_WHAT NEEDS TO BE DONE_
Each line of the material below is to be given again exactly.

Start of Block

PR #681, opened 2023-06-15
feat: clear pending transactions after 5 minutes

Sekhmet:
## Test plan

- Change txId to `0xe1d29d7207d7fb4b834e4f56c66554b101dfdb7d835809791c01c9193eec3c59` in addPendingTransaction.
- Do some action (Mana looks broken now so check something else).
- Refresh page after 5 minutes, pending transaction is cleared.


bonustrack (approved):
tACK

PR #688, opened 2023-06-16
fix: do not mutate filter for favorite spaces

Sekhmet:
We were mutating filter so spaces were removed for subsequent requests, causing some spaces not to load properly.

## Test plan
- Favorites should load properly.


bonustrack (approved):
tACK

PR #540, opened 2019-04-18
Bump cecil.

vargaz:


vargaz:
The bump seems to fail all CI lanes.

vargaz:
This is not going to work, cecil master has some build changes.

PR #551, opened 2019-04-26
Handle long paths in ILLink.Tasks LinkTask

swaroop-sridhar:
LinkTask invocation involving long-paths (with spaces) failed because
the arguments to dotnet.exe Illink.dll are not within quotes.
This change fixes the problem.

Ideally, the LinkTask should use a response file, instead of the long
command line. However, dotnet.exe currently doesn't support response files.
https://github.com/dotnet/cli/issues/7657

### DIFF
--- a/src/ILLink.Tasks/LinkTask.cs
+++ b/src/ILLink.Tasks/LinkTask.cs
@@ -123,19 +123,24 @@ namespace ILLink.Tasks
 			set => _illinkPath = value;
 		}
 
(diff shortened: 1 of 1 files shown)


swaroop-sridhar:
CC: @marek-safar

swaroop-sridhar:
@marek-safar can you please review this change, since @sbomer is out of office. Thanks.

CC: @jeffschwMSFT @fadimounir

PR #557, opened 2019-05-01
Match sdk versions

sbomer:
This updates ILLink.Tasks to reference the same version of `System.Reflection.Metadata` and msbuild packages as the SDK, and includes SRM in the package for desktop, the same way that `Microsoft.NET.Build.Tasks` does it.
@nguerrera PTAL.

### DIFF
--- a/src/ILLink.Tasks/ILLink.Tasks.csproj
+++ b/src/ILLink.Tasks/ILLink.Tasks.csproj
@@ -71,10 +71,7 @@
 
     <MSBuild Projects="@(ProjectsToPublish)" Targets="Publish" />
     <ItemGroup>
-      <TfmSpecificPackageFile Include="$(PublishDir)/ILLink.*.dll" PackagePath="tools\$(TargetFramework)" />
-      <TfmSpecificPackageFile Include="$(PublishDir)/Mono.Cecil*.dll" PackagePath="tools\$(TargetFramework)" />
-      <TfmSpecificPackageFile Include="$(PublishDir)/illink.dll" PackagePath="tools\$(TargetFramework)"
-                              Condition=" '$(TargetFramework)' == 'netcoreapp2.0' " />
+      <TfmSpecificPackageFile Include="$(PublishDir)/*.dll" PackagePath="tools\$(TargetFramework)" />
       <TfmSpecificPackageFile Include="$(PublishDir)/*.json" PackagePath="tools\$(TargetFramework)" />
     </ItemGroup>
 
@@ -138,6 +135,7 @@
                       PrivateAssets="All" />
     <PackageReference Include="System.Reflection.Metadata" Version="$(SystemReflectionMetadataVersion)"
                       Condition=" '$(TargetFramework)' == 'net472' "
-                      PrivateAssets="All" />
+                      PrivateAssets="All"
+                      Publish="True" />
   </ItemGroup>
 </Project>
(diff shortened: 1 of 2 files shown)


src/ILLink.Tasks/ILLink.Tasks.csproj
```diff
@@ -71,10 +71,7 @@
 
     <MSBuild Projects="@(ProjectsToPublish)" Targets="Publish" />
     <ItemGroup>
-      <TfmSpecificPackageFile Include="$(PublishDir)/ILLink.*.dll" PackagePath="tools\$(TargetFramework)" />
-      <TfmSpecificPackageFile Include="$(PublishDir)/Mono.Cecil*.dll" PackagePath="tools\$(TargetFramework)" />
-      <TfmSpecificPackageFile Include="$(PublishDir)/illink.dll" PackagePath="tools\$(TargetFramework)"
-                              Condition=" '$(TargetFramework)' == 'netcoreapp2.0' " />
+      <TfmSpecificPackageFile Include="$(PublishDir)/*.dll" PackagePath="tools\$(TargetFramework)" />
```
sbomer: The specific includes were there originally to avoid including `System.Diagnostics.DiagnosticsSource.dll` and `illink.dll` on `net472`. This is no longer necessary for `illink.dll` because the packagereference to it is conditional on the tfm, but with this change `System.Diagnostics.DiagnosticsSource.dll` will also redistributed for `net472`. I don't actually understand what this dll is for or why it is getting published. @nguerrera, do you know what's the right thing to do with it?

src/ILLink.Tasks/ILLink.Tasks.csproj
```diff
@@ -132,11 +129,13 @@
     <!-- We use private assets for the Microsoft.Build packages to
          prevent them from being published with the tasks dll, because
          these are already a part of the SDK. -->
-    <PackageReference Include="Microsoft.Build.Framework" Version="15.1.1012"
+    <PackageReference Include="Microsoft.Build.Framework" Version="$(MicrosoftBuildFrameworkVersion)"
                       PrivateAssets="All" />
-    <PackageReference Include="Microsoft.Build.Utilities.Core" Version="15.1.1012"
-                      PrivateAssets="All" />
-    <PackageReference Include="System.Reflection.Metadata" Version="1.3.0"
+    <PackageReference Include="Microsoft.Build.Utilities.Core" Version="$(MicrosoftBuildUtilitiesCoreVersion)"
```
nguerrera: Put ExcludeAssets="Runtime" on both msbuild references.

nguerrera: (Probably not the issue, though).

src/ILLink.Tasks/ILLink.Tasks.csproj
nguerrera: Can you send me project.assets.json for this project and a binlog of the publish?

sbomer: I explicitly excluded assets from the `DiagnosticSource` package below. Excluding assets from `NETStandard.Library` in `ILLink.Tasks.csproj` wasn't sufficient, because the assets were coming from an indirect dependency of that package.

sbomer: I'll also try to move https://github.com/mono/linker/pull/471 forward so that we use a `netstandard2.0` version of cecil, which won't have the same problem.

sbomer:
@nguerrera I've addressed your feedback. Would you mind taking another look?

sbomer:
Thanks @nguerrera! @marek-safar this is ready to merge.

End of Block

_RESULT OF THIS EXERCISE_
PR #681, opened 2023-06-15
feat: clear pending transactions after 5 minutes

Sekhmet:
## Test plan

- Change txId to `0xe1d29d7207d7fb4b834e4f56c66554b101dfdb7d835809791c01c9193eec3c59` in addPendingTransaction.
- Do some action (Mana looks broken now so check something else).
- Refresh page after 5 minutes, pending transaction is cleared.


bonustrack (approved):
tACK

PR #688, opened 2023-06-16
fix: do not mutate filter for favorite spaces

Sekhmet:
We were mutating filter so spaces were removed for subsequent requests, causing some spaces not to load properly.

## Test plan
- Favorites should load properly.


bonustrack (approved):
tACK

PR #540, opened 2019-04-18
Bump cecil.

vargaz:


vargaz:
The bump seems to fail all CI lanes.

vargaz:
This is not going to work, cecil master has some build changes.

PR #551, opened 2019-04-26
Handle long paths in ILLink.Tasks LinkTask

swaroop-sridhar:
LinkTask invocation involving long-paths (with spaces) failed because
the arguments to dotnet.exe Illink.dll are not within quotes.
This change fixes the problem.

Ideally, the LinkTask should use a response file, instead of the long
command line. However, dotnet.exe currently doesn't support response files.
https://github.com/dotnet/cli/issues/7657

### DIFF
--- a/src/ILLink.Tasks/LinkTask.cs
+++ b/src/ILLink.Tasks/LinkTask.cs
@@ -123,19 +123,24 @@ namespace ILLink.Tasks
 			set => _illinkPath = value;
 		}
 
(diff shortened: 1 of 1 files shown)


swaroop-sridhar:
CC: @marek-safar

swaroop-sridhar:
@marek-safar can you please review this change, since @sbomer is out of office. Thanks.

CC: @jeffschwMSFT @fadimounir

PR #557, opened 2019-05-01
Match sdk versions

sbomer:
This updates ILLink.Tasks to reference the same version of `System.Reflection.Metadata` and msbuild packages as the SDK, and includes SRM in the package for desktop, the same way that `Microsoft.NET.Build.Tasks` does it.
@nguerrera PTAL.

### DIFF
--- a/src/ILLink.Tasks/ILLink.Tasks.csproj
+++ b/src/ILLink.Tasks/ILLink.Tasks.csproj
@@ -71,10 +71,7 @@
 
     <MSBuild Projects="@(ProjectsToPublish)" Targets="Publish" />
     <ItemGroup>
-      <TfmSpecificPackageFile Include="$(PublishDir)/ILLink.*.dll" PackagePath="tools\$(TargetFramework)" />
-      <TfmSpecificPackageFile Include="$(PublishDir)/Mono.Cecil*.dll" PackagePath="tools\$(TargetFramework)" />
-      <TfmSpecificPackageFile Include="$(PublishDir)/illink.dll" PackagePath="tools\$(TargetFramework)"
-                              Condition=" '$(TargetFramework)' == 'netcoreapp2.0' " />
+      <TfmSpecificPackageFile Include="$(PublishDir)/*.dll" PackagePath="tools\$(TargetFramework)" />
       <TfmSpecificPackageFile Include="$(PublishDir)/*.json" PackagePath="tools\$(TargetFramework)" />
     </ItemGroup>
 
@@ -138,6 +135,7 @@
                       PrivateAssets="All" />
     <PackageReference Include="System.Reflection.Metadata" Version="$(SystemReflectionMetadataVersion)"
                       Condition=" '$(TargetFramework)' == 'net472' "
-                      PrivateAssets="All" />
+                      PrivateAssets="All"
+                      Publish="True" />
   </ItemGroup>
 </Project>
(diff shortened: 1 of 2 files shown)


src/ILLink.Tasks/ILLink.Tasks.csproj
```diff
@@ -71,10 +71,7 @@
 
     <MSBuild Projects="@(ProjectsToPublish)" Targets="Publish" />
     <ItemGroup>
-      <TfmSpecificPackageFile Include="$(PublishDir)/ILLink.*.dll" PackagePath="tools\$(TargetFramework)" />
-      <TfmSpecificPackageFile Include="$(PublishDir)/Mono.Cecil*.dll" PackagePath="tools\$(TargetFramework)" />
-      <TfmSpecificPackageFile Include="$(PublishDir)/illink.dll" PackagePath="tools\$(TargetFramework)"
-                              Condition=" '$(TargetFramework)' == 'netcoreapp2.0' " />
+      <TfmSpecificPackageFile Include="$(PublishDir)/*.dll" PackagePath="tools\$(TargetFramework)" />
```
sbomer: The specific includes were there originally to avoid including `System.Diagnostics.DiagnosticsSource.dll` and `illink.dll` on `net472`. This is no longer necessary for `illink.dll` because the packagereference to it is conditional on the tfm, but with this change `System.Diagnostics.DiagnosticsSource.dll` will also redistributed for `net472`. I don't actually understand what this dll is for or why it is getting published. @nguerrera, do you know what's the right thing to do with it?

src/ILLink.Tasks/ILLink.Tasks.csproj
```diff
@@ -132,11 +129,13 @@
     <!-- We use private assets for the Microsoft.Build packages to
          prevent them from being published with the tasks dll, because
          these are already a part of the SDK. -->
-    <PackageReference Include="Microsoft.Build.Framework" Version="15.1.1012"
+    <PackageReference Include="Microsoft.Build.Framework" Version="$(MicrosoftBuildFrameworkVersion)"
                       PrivateAssets="All" />
-    <PackageReference Include="Microsoft.Build.Utilities.Core" Version="15.1.1012"
-                      PrivateAssets="All" />
-    <PackageReference Include="System.Reflection.Metadata" Version="1.3.0"
+    <PackageReference Include="Microsoft.Build.Utilities.Core" Version="$(MicrosoftBuildUtilitiesCoreVersion)"
```
nguerrera: Put ExcludeAssets="Runtime" on both msbuild references.

nguerrera: (Probably not the issue, though).

src/ILLink.Tasks/ILLink.Tasks.csproj
nguerrera: Can you send me project.assets.json for this project and a binlog of the publish?

sbomer: I explicitly excluded assets from the `DiagnosticSource` package below. Excluding assets from `NETStandard.Library` in `ILLink.Tasks.csproj` wasn't sufficient, because the assets were coming from an indirect dependency of that package.

sbomer: I'll also try to move https://github.com/mono/linker/pull/471 forward so that we use a `netstandard2.0` version of cecil, which won't have the same problem.

sbomer:
@nguerrera I've addressed your feedback. Would you mind taking another look?

sbomer:
Thanks @nguerrera! @marek-safar this is ready to merge.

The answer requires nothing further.